Eight days, a laptop, and a group of relentless cybersecurity experts were all it took to seize remote control of a brand-new electric vehicle—raising terrifying questions about just how vulnerable the high-tech cars in America’s driveways really are.
At a Glance
- White-hat hackers at PlaxidityX remotely seized control of a pre-production BEV, exposing critical security failures.
- Researchers exploited weaknesses in Wi-Fi, hardcoded credentials, and insecure protocols to take over safety-critical vehicle functions.
- The penetration test uncovered that regulatory “compliance” often fails to address real-world, system-wide vulnerabilities.
- Industry leaders and regulators now face mounting pressure to actually secure connected vehicles before production rolls out.
Researchers Show Just How Fast Hackers Can Take Over a Modern BEV
There’s no sugarcoating it: in 2025, as Big Auto races to flood the roads with battery-electric vehicles, PlaxidityX researchers demonstrated how the industry’s cybersecurity “progress” is laughably out of touch with reality. The team, working on a pre-production electric vehicle just days away from mass production, remotely breached the car’s systems in only eight working days. They didn’t just tinker with the radio—they gained full, remote control over the car’s safety-critical functions while it was moving. That means acceleration, braking, steering—the works—all at the mercy of anyone savvy enough to exploit the glaring security holes left by lazy programming and regulatory box-checking.
Hackers Expose Cyber Threats on Pre-Production BEV
Researchers from PlaxidityX show some automakers are not treating the threat from cyber-criminals seriously enough when building the modern software-definedhttps://t.co/Db4AY6OnLT #Automotive #AutomotiveTechnology #IndustryNews— WardsAuto (@WardsAuto) July 29, 2025
These weren’t back-alley hackers looking to cause chaos. PlaxidityX, formerly known as Argus Cyber Security, built their reputation by finding and publicizing vulnerabilities before the bad guys do. But what they uncovered here was not a one-off fluke—it was a catastrophic, system-wide failure. The researchers exploited a laundry list of security sins: unprotected Wi-Fi, hardcoded passwords, weak diagnostic interfaces, and insecure communications protocols. The “protection” that automakers and regulators rely on? Nothing but a paper-thin illusion, easily shredded by anyone willing to dig just a little deeper.

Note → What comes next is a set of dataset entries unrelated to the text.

PR #876, opened 2026-06-08
Enable ccache for nouse_install

chestercheng:
I noticed that the `nouse_install` workflow builds the same Release buildext
path exercised by `devbuild`, so it can reuse the existing per OS ccache.


yungyuc (approved):
LGTM

Issue #814, opened 2026-05-23
Add a GitHub label to skip CI


tigercosmos:
We shall skip CI for changes of documents or AI prompts.

yungyuc:
Also scan for specific control string in the PR comments for skipping CI.

yungyuc:
@chestercheng I'd like to have your input on this.

yungyuc:
Completed with PR #820.

PR #877, opened 2026-06-09
Ensure skip-ci label workable and do not trigger unexpected CI runs

### LINKED ISSUE #858: Changing label should not trigger CI run
Changing labels triggers Github Actions CI runs, but it should not.  It is especially annoying when adding comment right before merging.

The desired behavior is:
1. When `skip-ci` label exists on the PR, subsequent push does not trigger CI run.
2. When `skip-ci` label does not exist on the PR, subsequent push triggers CI run.

This relates to issue #814.

rockleona:
Simplify profiling job conditions and ensure the skip-ci label is honored for push-triggered updates so CI runs are not noisy or duplicated.

This PR removes push/pull_request triggers from the profiling workflow and updates check_skip_ci to detect and respect skip-ci on push-triggered runs so profiling jobs run only when intended.

Related to #858.

### DIFF
--- a/.github/workflows/devbuild.yml
+++ b/.github/workflows/devbuild.yml
@@ -3,7 +3,7 @@ name: devbuild
 on:
   push:
   pull_request:
-    types: [opened, reopened, synchronize, labeled, unlabeled]
+    types: [opened, reopened, synchronize]
   schedule:
     - cron: '34 17 * * *'
 
--- a/.github/workflows/lint.yml
+++ b/.github/workflows/lint.yml
@@ -3,7 +3,7 @@ name: lint
 on:
   push:
   pull_request:
-    types: [opened, reopened, synchronize, labeled, unlabeled]
+    types: [opened, reopened, synchronize]
   schedule:
     - cron: '34 17 * * *'
 
--- a/.github/workflows/nouse_install.yml
+++ b/.github/workflows/nouse_install.yml
@@ -3,7 +3,7 @@ name: nouse_install
 on:
   push:
   pull_request:
-    types: [opened, reopened, synchronize, labeled, unlabeled]
+    types: [opened, reopened, synchronize]
   schedule:
     - cron: '34 17 * * *'
 


.github/workflows/check_skip_ci.yml
```diff
@@ -66,38 +65,76 @@ jobs:
...
+                  per_page: 100,
+                });
+              const hit = comments.find(
+                comment => trusted.includes(comment.author_association) && hasControlLine(comment.body));
+              if (hit) {
+                core.notice(`CI skipped: control string in a comment on PR #${pr.number}.`);
+                return true;
+              }
+
+              return false;
```
rockleona: This helper function will check the content in specific PR, and return boolean of `true` if it needs to skip.

.github/workflows/check_skip_ci.yml
```diff
@@ -66,38 +65,76 @@ jobs:
...
+                const num = p.number;
+                if (await checkPrNumber(num)) {
+                  core.setOutput('skip', 'true');
+                  return;
+                }
+              }
+
+              core.setOutput('skip', 'false');
               return;
             }
```
rockleona: `check_skip_ci` will call by other action (workflow), it will check what triggered the action and check if the push commit is related to any PR, then call the helper function `checkPrNumber`.

.github/workflows/profiling.yml
```diff
@@ -1,8 +1,6 @@
 name: profiling
 
 on:
-  push:
-  pull_request:
```
rockleona, line 5: Removed these 2 triggers

.github/workflows/profiling.yml
```diff
@@ -11,7 +9,7 @@ jobs:
 
     # Run profiling only on schedule or when MMGH_FORCE_PROFILE is set to 'enable'
     # You can refer to https://docs.github.com/en/actions/how-tos/write-workflows/choose-what-workflows-do/use-variables to set MMGH_FORCE_PROFILE in the fork repository settings for testing purposes.
-    if: ${{ (github.event_name == 'schedule' && vars.MMGH_NIGHTLY == 'enable') || vars.MMGH_FORCE_PROFILE == 'enable' }}
```
rockleona, line 14: So no need to check `event_name` since the trigger is clean.

yungyuc: If removing `push` and `pull_request` from `on`, `MMGH_FORCE_PROFILE` will not work when `on` is not `schedule`.  We need to allow to use `MMGH_FORCE_PROFILE` to force profiling on `push` and `pull_request`.

.github/workflows/check_skip_ci.yml
```diff
@@ -66,38 +65,76 @@ jobs:
...
               (text || '').split(/\r?\n/)
                 .some(line => control.test(line.trim()));
-            const pr = context.payload.pull_request;
 
-            // 1. The skip-ci label, set by a repository member.
-            if (pr.labels.some(label => label.name === 'skip-ci')) {
-              core.notice('CI skipped: the "skip-ci" label is present.');
-              core.setOutput('skip', 'true');
-              return;
+            async function checkPrNumber(prNumber) {
```
yungyuc: The patch looks overly complex.  I am not sure why a simple conditional check need to use async.  If it is necessary, explain in PR annotation.  If it is not, use minimal diff for the fix.

yungyuc (changes requested):
- [x] Need to allow to use `MMGH_FORCE_PROFILE` to force profiling on `push` and `pull_request`.
- [x] Reduce patch complexity if possible.

yungyuc:
@ExplorerRay @chestercheng please help take a look.

chestercheng:
The requirement in #858 seems to be:
* If the PR has the `skip-ci` label, a later push should not run CI.
* If the PR does not have the `skip-ci` label, a later push should run CI.

So, I wonder if we can simplify this design.

Maybe we can make the `skip-ci` label the single source of truth,
so that `check_skip_ci.yml` only manages the label and all other workflows
only check the label.

Then labels become the only CI gate:
* `skip-ci` controls whether CI should be skipped.
* `profiling` controls whether the profiling workflow should run.
* Removing `skip-ci` allows CI to run again.

This may make the behavior easier to understand and maintain.

yungyuc:
> The requirement in #858 seems to be:
> 
> * If the PR has the `skip-ci` label, a later push should not run CI.
> * If the PR does not have the `skip-ci` label, a later push should run CI.

Issue #858 is just about the `skip-ci` label, but the full picture includes the `[skip-ci]` control line in PR comments: https://github.com/solvcon/modmesh/issues/814#issuecomment-4526848678 .  See also PR #820 .

> Maybe we can make the `skip-ci` label the single source of truth, so that `check_skip_ci.yml` only manages the label and all other workflows only check the label.

It sounds like a good simplification for `check_skip_ci.yml` to be a single source of truth.

.github/workflows/check_skip_ci.yml
```diff
@@ -54,50 +54,56 @@ jobs:
...
+                repo: context.repo.repo,
+                pull_number: prNumber,
+              });
+
+              if (pr.labels && pr.labels.some(label => label.name === 'skip-ci')) {
+                core.notice(`CI skipped: the "skip-ci" label is present on PR #${pr.number}.`);
+                return true;
+              }
+              return false;
             }
```
rockleona: The helper function is simplified, and focus on `skip-ci` label is existed

.github/workflows/profiling.yml
```diff
@@ -1,17 +1,19 @@
 name: profiling
 
 on:
-  push:
-  pull_request:
   schedule:
     - cron: '34 17 * * *'
+  workflow_dispatch:
+  push:
+  pull_request:
```
rockleona: Bring `push` and `pull_request` back and add `workflow_dispatch` in case we have to trigger manually via GitHub Action page without 3 actions above.

rockleona (commented):
Thank you @yungyuc and @chestercheng, I've committed the change from your feedback, here are the changes:

.github/workflows/profiling.yml
yungyuc: Is it a requirement to move them after `schedule`?  If not, keep them the original location to avoid unnecessary diff.

.github/workflows/profiling.yml
```diff
@@ -1,17 +1,19 @@
...
 
 jobs:
   profile:
 
-    # Run profiling only on schedule or when MMGH_FORCE_PROFILE is set to 'enable'
-    # You can refer to https://docs.github.com/en/actions/how-tos/write-workflows/choose-what-workflows-do/use-variables to set MMGH_FORCE_PROFILE in the fork repository settings for testing purposes.
-    if: ${{ (github.event_name == 'schedule' && vars.MMGH_NIGHTLY == 'enable') || vars.MMGH_FORCE_PROFILE == 'enable' }}
+    # Run profiling on schedule or when MMGH_FORCE_PROFILE is set to 'enable'.
```
yungyuc: The new URL redirects to the original URL.  It is not clear to me why the comments need to be updated.  What is the reason?

If it does not need to, revert the change.

.github/workflows/profiling.yml
```diff
@@ -1,17 +1,19 @@
...
+    # MMGH_FORCE_PROFILE can force profiling for push and pull_request events.
+    # See: https://docs.github.com/en/actions/learn-github-actions/variables#organization-and-repository-variables
+    if: ${{ vars.MMGH_NIGHTLY == 'enable' || vars.MMGH_FORCE_PROFILE == 'enable' }}
```
yungyuc: It is not clear to me why dropping `github.event_name == 'schedule'` works.  Could you please elaborate?

.github/workflows/check_skip_ci.yml
yungyuc: `async` makes it more complex, not simpler.  Do you really need async?

yungyuc (changes requested):
- [x] Avoid unnecessary diff.

Please also explain why do you use async.

.github/workflows/check_skip_ci.yml
```diff
@@ -54,50 +54,56 @@ jobs:
...
 
-            // 2. The control string in the pull request description.
```
yungyuc, line 78: I cannot find the checking for the control string.  Please point out where it is in the new code.

.github/workflows/check_skip_ci.yml
rockleona: Yes, `actions/github-script@v7` use JavaScript as the script language, we have to use `async` and `await` to make sure the value had been fetched.

yungyuc: The JavaScript code before this PR did not use async.  Why do we need it now?

.github/workflows/profiling.yml
rockleona: Fixed just now.

.github/workflows/profiling.yml
rockleona: Take back since it needs to be catch if force running.

Mentioned in [this comment](https://github.com/solvcon/solvcon/pull/877/changes#r3381144872).

.github/workflows/profiling.yml
rockleona: Not really need the update, so I reverted this section.

.github/workflows/check_skip_ci.yml
```diff
@@ -101,4 +151,4 @@ jobs:
               return;
             }
```
rockleona: Control string was back in this commit, I misunderstood the requirement of your request from [the comment](https://github.com/solvcon/solvcon/pull/877#issuecomment-4675961215).

.github/workflows/check_skip_ci.yml
rockleona: I agree it was complex, since I found the usage of `github.rest` in [the document](https://github.com/solvcon/solvcon/pull/877#issuecomment-4675961215), I think it will be fine even if we use without `async`.

rockleona (commented):
I've got control line back in these new commits, so back to the original request, catch **control line** in PR was fine, but `skip-ci` label wasn't really catch on every events.

So I split checking `skip-ci` label into independent step, in case it was not triggered by `pull_request`

.github/workflows/profiling.yml
rockleona: That was my mistake, I put it back now.

.github/workflows/check_skip_ci.yml
```diff
@@ -48,12 +48,69 @@ jobs:
...
 
     outputs:
-      skip: ${{ steps.check.outputs.skip }}
+      skip: ${{ steps.check-label.outputs.skip || steps.check-description.outputs.skip || 'false' }}
 
     steps:
 
-      - name: scan label, description, and comments
-        id: check
+      - name: scan label
```
yungyuc: Label exists on PR.  Please clarify in what use cases the flow should check for label without a PR.

yungyuc (commented):
> I've got control line back in these new commits, so back to the original request, catch **control line** in PR was fine, but `skip-ci` label wasn't really catch on every events.

Label exists only on issues and PRs, and an issue does not trigger CI.  Please clarify how checking for label outside a PR works.

And it is not clear how the current patch address the requirement written in issue #858:

> The desired behavior is:
> 1. When `skip-ci` label exists on the PR, subsequent push does not trigger CI run.
> 2. When `skip-ci` label does not exist on the PR, subsequent push triggers CI run.

Please elaborate.

.github/workflows/devbuild.yml
```diff
@@ -3,7 +3,7 @@ name: devbuild
 on:
   push:
   pull_request:
-    types: [opened, reopened, synchronize, labeled, unlabeled]
+    types: [opened, reopened, synchronize]
```
rockleona, line 6: There are only three actions will trigger by label / unlabel action on PR.

This is the 1st one.

.github/workflows/lint.yml
```diff
@@ -3,7 +3,7 @@ name: lint
 on:
   push:
   pull_request:
-    types: [opened, reopened, synchronize, labeled, unlabeled]
+    types: [opened, reopened, synchronize]
```
rockleona, line 6: 2nd one.

.github/workflows/nouse_install.yml
```diff
@@ -3,7 +3,7 @@ name: nouse_install
 on:
   push:
   pull_request:
-    types: [opened, reopened, synchronize, labeled, unlabeled]
+    types: [opened, reopened, synchronize]
```
rockleona, line 6: 3rd one.

rockleona (commented):
> Label exists only on issues and PRs, and an issue does not trigger CI. Please clarify how checking for label outside a PR works.

I was lost on investigating this issue, to trigger `check_skip_ci`, which is to check if PR has `skip-ci` label and control line, means this behavior only need to focus on Pull Request related actions.

> And it is not clear how the current patch address the requirement written in issue https://github.com/solvcon/solvcon/issues/858:
> 
> The desired behavior is:
> 
> When skip-ci label exists on the PR, subsequent push does not trigger CI run.
> When skip-ci label does not exist on the PR, subsequent push triggers CI run.

So from the root cause mentioned in #858, it should be remove label / unlabel action on the PR, this will prevent the unexpected run.

.github/workflows/devbuild.yml
yungyuc: This looks like right, and very clean.

yungyuc (approved):
LGTM.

Regulations Lag as Industry Puts Image Over Safety
The battery-electric vehicle at the center of this fiasco wasn’t some prototype cobbled together in a garage. It was a production-ready, software-defined car, supposedly compliant with the much-touted ISO 21434 cybersecurity standard. PlaxidityX’s full-vehicle penetration test, which went far beyond the regulatory checklists, exposed the sad truth: current guidelines fixate on component-level testing and miss the forest for the trees. System-level flaws—those that only appear when all the tech is stitched together—are the ones hackers will exploit, and the automaker’s own compliance officers never saw them coming.
It’s no surprise to anyone who’s been paying attention. The industry has been obsessed with over-the-air updates, smartphone integration, and connecting vehicles to everything from home Wi-Fi to the electric grid. But in their rush to one-up each other in the “smartest car” sweepstakes, manufacturers have left the doors wide open. The Jeep Cherokee hack of 2015 woke up a few people, but here we are, a decade later, and the systemic rot has only deepened. The difference now? Thanks to regulatory half-measures and a supply chain full of third-party code, the attack surface is bigger than ever—and the consequences are far more severe.
Who’s Responsible When the Whole System is Broken?
The finger-pointing has already begun. Automakers rely on a patchwork of suppliers, each responsible for their own tiny piece of the puzzle, but nobody owns the big picture. Regulators set “minimum standards” that sound good in a press release but fail to mandate real-world, continuous testing. Meanwhile, white-hat researchers like PlaxidityX are left waving red flags, warning that compliance is not enough and that the next attack might not be so benign.
Omer Ziv, the lead researcher on the project, minced no words: secure boot, robust credential management, and strong in-vehicle network protections are non-negotiable. But until the industry gets serious about system-level security—and until the regulators start demanding proof, not promises—American consumers are left holding the bag. And let’s be clear: if a group of good guys can take over a car in eight days, what are the odds a bad actor with enough resources couldn’t do it even faster?